##### Data records #####

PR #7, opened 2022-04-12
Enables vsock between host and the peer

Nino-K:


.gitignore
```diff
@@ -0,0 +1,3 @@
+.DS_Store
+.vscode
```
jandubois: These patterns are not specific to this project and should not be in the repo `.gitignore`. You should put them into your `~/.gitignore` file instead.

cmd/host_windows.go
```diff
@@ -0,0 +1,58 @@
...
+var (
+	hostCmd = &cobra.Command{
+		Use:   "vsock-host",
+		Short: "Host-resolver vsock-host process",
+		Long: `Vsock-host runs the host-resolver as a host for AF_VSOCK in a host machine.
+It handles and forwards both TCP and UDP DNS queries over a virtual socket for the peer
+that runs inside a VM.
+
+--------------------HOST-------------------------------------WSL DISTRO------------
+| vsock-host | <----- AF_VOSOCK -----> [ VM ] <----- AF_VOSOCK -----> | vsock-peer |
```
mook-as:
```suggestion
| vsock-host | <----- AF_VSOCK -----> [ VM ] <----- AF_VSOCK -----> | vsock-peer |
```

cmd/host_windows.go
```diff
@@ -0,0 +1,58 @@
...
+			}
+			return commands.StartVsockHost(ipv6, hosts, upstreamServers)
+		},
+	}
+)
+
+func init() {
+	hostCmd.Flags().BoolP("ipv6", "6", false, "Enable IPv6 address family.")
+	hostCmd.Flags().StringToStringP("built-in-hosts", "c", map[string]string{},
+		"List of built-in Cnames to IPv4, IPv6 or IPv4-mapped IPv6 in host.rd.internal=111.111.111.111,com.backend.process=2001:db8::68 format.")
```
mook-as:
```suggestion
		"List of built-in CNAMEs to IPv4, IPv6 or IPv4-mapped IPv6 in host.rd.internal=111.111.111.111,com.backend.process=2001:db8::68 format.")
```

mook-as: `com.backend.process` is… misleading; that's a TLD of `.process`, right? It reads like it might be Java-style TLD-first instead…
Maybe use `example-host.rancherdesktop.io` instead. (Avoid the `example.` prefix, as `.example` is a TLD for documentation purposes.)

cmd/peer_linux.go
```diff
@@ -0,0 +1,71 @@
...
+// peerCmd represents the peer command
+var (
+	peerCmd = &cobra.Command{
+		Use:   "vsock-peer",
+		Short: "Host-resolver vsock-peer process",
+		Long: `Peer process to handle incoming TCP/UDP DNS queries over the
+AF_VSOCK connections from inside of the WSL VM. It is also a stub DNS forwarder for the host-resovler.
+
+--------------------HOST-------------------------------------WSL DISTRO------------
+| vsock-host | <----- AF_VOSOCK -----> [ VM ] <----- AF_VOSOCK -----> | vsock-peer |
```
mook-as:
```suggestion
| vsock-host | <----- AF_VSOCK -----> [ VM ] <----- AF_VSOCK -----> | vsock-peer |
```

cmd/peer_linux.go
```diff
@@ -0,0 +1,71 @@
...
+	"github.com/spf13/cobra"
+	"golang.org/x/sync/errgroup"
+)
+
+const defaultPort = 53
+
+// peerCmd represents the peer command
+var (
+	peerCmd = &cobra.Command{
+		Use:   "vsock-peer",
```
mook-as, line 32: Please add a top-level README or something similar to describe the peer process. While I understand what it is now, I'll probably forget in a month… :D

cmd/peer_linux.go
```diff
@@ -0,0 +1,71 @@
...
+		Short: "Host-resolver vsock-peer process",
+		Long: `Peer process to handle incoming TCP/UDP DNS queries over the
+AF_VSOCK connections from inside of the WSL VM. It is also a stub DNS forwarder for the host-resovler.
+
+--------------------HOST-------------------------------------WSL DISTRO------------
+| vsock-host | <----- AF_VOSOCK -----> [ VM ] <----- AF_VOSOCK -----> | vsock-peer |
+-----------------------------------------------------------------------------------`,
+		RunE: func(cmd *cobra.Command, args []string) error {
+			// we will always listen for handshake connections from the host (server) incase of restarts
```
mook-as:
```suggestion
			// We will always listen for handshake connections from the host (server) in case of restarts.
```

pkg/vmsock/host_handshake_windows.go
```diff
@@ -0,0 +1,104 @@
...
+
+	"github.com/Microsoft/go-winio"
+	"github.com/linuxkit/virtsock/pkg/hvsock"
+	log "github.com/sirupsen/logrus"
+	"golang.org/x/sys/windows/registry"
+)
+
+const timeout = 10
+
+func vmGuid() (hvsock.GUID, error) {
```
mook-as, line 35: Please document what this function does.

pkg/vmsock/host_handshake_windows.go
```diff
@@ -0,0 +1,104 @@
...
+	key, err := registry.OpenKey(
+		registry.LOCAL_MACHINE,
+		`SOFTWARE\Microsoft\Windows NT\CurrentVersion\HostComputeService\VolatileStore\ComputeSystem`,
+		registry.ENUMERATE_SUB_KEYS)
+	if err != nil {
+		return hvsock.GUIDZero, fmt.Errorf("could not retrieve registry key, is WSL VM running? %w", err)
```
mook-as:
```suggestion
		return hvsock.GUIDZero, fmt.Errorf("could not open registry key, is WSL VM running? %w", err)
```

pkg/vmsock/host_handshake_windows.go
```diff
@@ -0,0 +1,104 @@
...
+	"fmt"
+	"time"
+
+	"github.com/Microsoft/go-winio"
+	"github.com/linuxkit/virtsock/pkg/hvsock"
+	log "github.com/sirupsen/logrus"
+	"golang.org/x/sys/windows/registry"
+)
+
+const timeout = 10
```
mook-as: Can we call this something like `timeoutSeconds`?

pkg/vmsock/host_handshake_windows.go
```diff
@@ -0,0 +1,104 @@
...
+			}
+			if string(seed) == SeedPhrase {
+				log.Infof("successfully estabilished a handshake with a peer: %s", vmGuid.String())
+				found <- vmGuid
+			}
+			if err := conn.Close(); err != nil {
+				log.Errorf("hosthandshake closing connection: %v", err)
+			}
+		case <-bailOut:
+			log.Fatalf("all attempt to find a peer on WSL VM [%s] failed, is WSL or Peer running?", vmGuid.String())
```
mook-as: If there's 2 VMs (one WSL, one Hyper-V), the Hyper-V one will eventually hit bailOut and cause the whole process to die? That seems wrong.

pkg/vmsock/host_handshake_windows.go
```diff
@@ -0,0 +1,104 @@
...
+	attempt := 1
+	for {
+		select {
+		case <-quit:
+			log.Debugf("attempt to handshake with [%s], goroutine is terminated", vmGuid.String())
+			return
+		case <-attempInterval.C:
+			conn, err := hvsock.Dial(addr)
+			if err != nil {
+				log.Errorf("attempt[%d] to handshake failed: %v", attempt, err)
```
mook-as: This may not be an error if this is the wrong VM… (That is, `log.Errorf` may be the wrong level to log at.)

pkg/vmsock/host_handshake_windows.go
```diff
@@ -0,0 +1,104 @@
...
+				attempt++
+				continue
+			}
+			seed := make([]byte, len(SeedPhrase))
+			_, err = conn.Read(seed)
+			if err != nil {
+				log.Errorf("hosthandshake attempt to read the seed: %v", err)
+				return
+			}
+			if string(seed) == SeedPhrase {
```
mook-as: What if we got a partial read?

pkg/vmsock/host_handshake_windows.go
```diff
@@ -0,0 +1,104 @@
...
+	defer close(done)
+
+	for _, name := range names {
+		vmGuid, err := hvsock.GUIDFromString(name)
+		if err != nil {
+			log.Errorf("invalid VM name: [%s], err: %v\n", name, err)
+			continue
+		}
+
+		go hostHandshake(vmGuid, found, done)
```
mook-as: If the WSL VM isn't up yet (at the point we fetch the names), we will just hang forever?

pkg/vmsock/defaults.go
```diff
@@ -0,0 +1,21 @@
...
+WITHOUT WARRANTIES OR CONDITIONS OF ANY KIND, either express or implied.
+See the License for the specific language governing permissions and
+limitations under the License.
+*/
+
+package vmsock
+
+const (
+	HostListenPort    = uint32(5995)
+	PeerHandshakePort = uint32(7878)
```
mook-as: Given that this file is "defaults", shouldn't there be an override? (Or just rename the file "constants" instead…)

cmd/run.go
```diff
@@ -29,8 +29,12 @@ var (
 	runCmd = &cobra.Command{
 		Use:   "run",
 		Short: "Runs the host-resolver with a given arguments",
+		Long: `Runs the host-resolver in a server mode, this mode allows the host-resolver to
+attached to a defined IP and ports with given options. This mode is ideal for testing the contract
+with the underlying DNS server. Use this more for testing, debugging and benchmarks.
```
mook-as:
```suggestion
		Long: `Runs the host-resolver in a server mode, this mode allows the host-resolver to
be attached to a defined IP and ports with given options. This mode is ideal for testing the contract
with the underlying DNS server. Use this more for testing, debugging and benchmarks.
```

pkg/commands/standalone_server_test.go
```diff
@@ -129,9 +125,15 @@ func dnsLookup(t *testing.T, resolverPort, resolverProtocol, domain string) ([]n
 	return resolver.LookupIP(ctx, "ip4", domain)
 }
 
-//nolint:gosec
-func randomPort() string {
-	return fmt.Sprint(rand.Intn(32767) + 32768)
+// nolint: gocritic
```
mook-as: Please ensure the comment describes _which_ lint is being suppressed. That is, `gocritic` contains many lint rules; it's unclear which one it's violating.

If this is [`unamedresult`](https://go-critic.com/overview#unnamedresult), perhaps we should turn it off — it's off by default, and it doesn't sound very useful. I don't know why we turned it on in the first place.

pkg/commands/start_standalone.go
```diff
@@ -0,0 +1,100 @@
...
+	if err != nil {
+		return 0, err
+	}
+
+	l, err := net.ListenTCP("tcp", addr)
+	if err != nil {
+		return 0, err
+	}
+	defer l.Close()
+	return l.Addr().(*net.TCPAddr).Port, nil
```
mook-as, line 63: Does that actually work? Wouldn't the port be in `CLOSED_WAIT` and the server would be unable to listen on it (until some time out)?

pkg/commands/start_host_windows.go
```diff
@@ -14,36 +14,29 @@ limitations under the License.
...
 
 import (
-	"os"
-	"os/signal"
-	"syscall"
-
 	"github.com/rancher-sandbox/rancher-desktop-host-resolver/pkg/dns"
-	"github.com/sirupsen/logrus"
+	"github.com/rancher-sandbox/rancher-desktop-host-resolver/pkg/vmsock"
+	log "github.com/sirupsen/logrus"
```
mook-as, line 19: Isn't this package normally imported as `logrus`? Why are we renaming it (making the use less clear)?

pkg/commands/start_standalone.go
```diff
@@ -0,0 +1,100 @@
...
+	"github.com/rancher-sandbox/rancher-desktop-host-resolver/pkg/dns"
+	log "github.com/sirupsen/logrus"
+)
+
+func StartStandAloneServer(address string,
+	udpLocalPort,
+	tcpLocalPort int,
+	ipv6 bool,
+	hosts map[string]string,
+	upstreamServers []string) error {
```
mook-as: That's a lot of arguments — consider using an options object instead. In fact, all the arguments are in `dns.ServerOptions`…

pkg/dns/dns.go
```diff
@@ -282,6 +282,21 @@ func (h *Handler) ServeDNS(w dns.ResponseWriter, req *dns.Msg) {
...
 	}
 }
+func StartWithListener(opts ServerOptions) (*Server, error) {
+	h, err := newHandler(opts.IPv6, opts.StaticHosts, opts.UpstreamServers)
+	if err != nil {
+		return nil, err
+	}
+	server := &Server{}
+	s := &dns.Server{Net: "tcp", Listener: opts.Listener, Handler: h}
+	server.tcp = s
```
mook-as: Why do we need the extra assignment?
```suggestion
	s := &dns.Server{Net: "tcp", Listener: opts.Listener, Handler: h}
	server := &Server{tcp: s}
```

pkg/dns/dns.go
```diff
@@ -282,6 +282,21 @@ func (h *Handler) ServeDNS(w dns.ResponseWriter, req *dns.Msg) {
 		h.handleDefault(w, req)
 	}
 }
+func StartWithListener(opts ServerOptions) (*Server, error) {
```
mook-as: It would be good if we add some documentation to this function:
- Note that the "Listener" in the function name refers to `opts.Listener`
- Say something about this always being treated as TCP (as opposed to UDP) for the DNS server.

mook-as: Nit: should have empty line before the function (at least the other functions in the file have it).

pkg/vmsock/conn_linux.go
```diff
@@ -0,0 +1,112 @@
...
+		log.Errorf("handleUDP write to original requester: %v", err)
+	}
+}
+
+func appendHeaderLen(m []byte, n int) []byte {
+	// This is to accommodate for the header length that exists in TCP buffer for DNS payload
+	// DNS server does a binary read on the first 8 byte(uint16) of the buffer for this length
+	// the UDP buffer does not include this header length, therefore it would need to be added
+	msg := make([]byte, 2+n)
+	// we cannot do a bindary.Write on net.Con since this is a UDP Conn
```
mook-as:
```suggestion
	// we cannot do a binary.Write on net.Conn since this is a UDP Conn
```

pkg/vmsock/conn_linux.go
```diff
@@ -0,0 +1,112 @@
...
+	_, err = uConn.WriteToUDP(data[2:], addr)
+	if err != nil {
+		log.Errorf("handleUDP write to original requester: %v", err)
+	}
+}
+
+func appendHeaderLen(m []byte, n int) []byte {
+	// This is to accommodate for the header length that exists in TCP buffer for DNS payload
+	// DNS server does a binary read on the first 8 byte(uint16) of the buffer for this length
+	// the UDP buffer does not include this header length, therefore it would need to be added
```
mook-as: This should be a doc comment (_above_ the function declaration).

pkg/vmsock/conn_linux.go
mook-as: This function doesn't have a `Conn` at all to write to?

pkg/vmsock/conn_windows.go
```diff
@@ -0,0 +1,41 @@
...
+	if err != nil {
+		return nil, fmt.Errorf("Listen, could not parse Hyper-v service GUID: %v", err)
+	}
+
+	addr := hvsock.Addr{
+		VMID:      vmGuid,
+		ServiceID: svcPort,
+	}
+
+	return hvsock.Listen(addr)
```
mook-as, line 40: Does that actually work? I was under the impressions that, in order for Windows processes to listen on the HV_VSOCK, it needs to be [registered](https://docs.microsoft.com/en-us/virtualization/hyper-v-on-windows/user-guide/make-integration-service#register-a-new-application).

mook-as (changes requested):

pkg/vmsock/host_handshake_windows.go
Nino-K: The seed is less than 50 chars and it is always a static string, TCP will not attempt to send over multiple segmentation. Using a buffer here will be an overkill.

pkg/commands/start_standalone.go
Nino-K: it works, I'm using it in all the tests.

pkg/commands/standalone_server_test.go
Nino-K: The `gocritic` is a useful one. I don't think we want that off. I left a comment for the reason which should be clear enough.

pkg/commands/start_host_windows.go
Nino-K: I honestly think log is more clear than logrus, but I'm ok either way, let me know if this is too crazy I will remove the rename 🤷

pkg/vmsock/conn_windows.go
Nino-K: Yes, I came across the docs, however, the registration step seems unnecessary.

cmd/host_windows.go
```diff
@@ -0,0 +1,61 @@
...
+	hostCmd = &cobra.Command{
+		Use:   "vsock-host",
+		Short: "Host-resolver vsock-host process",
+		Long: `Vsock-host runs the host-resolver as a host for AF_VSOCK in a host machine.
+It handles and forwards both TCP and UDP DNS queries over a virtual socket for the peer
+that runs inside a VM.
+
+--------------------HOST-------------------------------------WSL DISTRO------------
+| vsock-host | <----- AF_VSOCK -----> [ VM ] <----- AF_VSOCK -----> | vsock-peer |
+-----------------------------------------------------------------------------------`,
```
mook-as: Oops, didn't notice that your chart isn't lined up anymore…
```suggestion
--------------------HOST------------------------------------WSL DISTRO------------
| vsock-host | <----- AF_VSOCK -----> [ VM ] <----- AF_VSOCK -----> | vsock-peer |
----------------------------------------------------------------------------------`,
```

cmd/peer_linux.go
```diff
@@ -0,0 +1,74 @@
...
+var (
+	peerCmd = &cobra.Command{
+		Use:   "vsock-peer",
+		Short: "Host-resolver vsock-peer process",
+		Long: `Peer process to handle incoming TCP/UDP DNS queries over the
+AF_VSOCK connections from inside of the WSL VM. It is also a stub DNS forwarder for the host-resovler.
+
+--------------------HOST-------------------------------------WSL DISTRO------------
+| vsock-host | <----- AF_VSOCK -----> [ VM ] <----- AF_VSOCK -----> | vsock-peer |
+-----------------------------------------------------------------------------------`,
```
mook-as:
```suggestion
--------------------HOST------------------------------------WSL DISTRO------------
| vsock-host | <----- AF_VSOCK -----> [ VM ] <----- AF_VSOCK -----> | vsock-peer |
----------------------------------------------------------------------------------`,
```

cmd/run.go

#####

:: What to work on ::
Read through the data and copy every line where "defaults" shows up.

:: Expected answer ::
pkg/vmsock/defaults.go
mook-as: Given that this file is "defaults", shouldn't there be an override? (Or just rename the file "constants" instead…)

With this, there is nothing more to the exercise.